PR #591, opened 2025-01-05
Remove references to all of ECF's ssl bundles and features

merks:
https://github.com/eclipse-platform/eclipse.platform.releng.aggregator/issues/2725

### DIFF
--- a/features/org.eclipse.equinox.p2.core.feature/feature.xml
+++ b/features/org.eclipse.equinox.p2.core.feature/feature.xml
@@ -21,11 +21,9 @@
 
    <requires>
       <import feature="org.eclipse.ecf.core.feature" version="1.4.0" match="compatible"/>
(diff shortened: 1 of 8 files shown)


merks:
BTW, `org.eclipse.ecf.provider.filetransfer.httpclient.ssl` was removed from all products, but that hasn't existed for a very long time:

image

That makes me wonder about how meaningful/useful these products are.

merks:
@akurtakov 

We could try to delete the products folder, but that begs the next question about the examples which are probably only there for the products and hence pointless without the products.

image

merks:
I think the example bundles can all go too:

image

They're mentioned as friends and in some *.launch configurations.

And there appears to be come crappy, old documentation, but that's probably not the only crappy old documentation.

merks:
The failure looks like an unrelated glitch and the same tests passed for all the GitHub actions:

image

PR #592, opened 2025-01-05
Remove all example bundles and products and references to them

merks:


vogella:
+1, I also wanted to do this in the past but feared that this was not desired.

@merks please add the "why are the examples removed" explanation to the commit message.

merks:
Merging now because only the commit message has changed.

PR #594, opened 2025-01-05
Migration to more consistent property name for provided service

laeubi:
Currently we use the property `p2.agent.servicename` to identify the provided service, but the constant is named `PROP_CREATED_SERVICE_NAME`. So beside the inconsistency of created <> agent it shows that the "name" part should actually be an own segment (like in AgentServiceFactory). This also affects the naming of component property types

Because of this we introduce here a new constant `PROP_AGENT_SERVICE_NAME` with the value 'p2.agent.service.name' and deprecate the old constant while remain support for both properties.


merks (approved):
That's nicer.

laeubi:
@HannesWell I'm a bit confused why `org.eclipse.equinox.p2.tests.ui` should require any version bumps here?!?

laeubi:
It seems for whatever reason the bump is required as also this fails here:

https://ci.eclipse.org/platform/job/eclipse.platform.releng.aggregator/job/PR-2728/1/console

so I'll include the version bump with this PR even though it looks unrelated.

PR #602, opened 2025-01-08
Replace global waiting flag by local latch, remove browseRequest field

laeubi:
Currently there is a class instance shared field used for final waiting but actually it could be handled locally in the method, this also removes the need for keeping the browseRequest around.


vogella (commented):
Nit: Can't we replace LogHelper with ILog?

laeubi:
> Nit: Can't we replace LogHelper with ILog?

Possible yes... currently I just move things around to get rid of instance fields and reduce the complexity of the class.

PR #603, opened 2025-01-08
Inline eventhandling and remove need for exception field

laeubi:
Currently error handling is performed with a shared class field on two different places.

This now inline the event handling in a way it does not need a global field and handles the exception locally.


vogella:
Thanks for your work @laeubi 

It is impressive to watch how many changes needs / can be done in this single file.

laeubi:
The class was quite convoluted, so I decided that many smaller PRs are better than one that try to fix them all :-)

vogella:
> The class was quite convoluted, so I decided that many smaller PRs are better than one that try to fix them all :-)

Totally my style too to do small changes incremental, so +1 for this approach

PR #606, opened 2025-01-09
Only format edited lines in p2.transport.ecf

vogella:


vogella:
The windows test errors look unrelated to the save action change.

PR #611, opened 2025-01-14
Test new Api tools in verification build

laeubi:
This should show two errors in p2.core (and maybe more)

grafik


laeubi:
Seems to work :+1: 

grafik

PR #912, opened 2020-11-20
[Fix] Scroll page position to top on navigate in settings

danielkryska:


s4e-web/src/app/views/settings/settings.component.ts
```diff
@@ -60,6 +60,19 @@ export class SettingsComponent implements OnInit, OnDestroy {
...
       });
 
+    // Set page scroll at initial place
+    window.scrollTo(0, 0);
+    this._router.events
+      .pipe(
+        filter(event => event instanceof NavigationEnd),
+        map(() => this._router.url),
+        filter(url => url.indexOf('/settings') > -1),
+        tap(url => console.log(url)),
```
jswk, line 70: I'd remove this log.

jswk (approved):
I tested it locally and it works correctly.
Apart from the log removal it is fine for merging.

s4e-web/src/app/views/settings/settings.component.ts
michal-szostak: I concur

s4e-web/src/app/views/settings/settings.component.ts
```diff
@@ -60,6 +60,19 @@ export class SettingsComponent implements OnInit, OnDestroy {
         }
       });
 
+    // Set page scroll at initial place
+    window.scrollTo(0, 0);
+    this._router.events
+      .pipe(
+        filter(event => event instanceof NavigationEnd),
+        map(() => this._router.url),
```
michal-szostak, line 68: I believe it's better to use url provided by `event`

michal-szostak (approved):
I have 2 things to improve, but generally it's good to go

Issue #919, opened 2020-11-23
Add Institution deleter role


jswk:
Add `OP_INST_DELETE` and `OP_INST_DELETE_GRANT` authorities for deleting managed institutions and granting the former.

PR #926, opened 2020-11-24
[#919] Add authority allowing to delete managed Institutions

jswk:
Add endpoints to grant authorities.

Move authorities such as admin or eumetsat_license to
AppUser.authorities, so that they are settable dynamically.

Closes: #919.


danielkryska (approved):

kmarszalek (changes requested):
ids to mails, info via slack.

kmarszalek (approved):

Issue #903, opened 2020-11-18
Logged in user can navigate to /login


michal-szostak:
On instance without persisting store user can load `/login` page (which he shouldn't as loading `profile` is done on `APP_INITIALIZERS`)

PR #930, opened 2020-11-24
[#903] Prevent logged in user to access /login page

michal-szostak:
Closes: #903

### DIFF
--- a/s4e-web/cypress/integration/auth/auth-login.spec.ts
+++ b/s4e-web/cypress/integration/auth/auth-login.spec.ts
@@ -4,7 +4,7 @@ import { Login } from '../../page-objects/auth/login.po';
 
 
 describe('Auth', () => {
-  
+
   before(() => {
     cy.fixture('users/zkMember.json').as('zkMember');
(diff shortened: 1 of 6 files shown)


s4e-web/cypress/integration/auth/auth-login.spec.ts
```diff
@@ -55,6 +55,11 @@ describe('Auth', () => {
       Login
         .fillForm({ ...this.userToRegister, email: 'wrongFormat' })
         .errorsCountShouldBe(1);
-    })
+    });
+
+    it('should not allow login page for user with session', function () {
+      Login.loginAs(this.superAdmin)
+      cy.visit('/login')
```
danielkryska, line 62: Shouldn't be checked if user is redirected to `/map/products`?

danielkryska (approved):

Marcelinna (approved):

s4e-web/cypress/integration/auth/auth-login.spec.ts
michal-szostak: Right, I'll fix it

┄┄┄┄┄┄┄┄┄┄┄┄┄┄┄┄┄┄┄┄

> Task directions:
Which lines above hold the word "LogHelper"? Copy each of them.

> Answer box:
Nit: Can't we replace LogHelper with ILog?
> Nit: Can't we replace LogHelper with ILog?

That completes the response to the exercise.